(Stored data entries)
___

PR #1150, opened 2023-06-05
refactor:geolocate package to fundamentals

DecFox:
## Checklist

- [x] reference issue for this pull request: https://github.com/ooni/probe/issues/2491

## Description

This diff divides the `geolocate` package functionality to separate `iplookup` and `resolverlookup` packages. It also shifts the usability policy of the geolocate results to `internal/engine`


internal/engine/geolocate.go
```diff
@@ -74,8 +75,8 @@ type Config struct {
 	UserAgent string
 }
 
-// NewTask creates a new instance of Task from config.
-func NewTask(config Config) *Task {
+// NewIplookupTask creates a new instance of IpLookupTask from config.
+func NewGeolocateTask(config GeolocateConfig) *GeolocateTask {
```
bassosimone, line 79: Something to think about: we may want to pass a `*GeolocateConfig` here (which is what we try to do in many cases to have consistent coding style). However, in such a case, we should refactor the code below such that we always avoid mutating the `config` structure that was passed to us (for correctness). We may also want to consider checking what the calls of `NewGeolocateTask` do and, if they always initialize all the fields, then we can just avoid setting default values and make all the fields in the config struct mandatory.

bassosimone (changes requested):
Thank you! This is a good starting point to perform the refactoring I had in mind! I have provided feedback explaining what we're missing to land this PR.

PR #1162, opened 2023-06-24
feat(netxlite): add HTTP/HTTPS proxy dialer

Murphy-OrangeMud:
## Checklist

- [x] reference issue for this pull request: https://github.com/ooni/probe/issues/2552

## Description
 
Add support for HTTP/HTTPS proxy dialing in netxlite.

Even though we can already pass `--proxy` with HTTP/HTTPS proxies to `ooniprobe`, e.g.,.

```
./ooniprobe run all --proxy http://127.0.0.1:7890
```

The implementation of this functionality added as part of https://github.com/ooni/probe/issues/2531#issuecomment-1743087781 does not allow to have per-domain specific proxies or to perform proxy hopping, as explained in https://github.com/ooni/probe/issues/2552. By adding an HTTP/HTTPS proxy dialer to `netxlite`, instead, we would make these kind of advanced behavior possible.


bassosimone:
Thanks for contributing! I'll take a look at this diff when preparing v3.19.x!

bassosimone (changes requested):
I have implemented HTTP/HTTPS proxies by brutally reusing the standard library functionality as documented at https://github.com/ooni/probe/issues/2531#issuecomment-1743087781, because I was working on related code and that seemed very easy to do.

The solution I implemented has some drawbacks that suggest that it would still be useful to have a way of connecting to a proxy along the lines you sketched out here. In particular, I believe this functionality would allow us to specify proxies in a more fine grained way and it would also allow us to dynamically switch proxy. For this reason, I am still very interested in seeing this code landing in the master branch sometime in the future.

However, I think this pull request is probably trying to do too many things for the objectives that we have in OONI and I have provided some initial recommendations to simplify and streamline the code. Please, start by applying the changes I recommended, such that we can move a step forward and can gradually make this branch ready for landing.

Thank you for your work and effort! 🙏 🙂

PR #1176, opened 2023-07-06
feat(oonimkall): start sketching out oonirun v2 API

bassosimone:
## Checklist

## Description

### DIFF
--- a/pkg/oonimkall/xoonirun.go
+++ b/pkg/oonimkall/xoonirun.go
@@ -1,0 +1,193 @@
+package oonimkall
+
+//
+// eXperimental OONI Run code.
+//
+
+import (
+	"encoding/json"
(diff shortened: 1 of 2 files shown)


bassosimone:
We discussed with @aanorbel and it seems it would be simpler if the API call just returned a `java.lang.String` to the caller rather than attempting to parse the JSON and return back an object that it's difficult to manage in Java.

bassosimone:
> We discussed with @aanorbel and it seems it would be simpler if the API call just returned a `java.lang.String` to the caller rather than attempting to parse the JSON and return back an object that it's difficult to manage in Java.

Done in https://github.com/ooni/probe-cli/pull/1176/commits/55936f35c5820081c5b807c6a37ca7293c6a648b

___

> [ACTION ITEM]:
Return all the lines above exactly as given.

> [TASK RESPONSE]:
PR #1150, opened 2023-06-05
refactor:geolocate package to fundamentals

DecFox:
## Checklist

- [x] reference issue for this pull request: https://github.com/ooni/probe/issues/2491

## Description

This diff divides the `geolocate` package functionality to separate `iplookup` and `resolverlookup` packages. It also shifts the usability policy of the geolocate results to `internal/engine`


internal/engine/geolocate.go
```diff
@@ -74,8 +75,8 @@ type Config struct {
 	UserAgent string
 }
 
-// NewTask creates a new instance of Task from config.
-func NewTask(config Config) *Task {
+// NewIplookupTask creates a new instance of IpLookupTask from config.
+func NewGeolocateTask(config GeolocateConfig) *GeolocateTask {
```
bassosimone, line 79: Something to think about: we may want to pass a `*GeolocateConfig` here (which is what we try to do in many cases to have consistent coding style). However, in such a case, we should refactor the code below such that we always avoid mutating the `config` structure that was passed to us (for correctness). We may also want to consider checking what the calls of `NewGeolocateTask` do and, if they always initialize all the fields, then we can just avoid setting default values and make all the fields in the config struct mandatory.

bassosimone (changes requested):
Thank you! This is a good starting point to perform the refactoring I had in mind! I have provided feedback explaining what we're missing to land this PR.

PR #1162, opened 2023-06-24
feat(netxlite): add HTTP/HTTPS proxy dialer

Murphy-OrangeMud:
## Checklist

- [x] reference issue for this pull request: https://github.com/ooni/probe/issues/2552

## Description
 
Add support for HTTP/HTTPS proxy dialing in netxlite.

Even though we can already pass `--proxy` with HTTP/HTTPS proxies to `ooniprobe`, e.g.,.

```
./ooniprobe run all --proxy http://127.0.0.1:7890
```

The implementation of this functionality added as part of https://github.com/ooni/probe/issues/2531#issuecomment-1743087781 does not allow to have per-domain specific proxies or to perform proxy hopping, as explained in https://github.com/ooni/probe/issues/2552. By adding an HTTP/HTTPS proxy dialer to `netxlite`, instead, we would make these kind of advanced behavior possible.


bassosimone:
Thanks for contributing! I'll take a look at this diff when preparing v3.19.x!

bassosimone (changes requested):
I have implemented HTTP/HTTPS proxies by brutally reusing the standard library functionality as documented at https://github.com/ooni/probe/issues/2531#issuecomment-1743087781, because I was working on related code and that seemed very easy to do.

The solution I implemented has some drawbacks that suggest that it would still be useful to have a way of connecting to a proxy along the lines you sketched out here. In particular, I believe this functionality would allow us to specify proxies in a more fine grained way and it would also allow us to dynamically switch proxy. For this reason, I am still very interested in seeing this code landing in the master branch sometime in the future.

However, I think this pull request is probably trying to do too many things for the objectives that we have in OONI and I have provided some initial recommendations to simplify and streamline the code. Please, start by applying the changes I recommended, such that we can move a step forward and can gradually make this branch ready for landing.

Thank you for your work and effort! 🙏 🙂

PR #1176, opened 2023-07-06
feat(oonimkall): start sketching out oonirun v2 API

bassosimone:
## Checklist

## Description

### DIFF
--- a/pkg/oonimkall/xoonirun.go
+++ b/pkg/oonimkall/xoonirun.go
@@ -1,0 +1,193 @@
+package oonimkall
+
+//
+// eXperimental OONI Run code.
+//
+
+import (
+	"encoding/json"
(diff shortened: 1 of 2 files shown)


bassosimone:
We discussed with @aanorbel and it seems it would be simpler if the API call just returned a `java.lang.String` to the caller rather than attempting to parse the JSON and return back an object that it's difficult to manage in Java.

bassosimone:
> We discussed with @aanorbel and it seems it would be simpler if the API call just returned a `java.lang.String` to the caller rather than attempting to parse the JSON and return back an object that it's difficult to manage in Java.

Done in https://github.com/ooni/probe-cli/pull/1176/commits/55936f35c5820081c5b807c6a37ca7293c6a648b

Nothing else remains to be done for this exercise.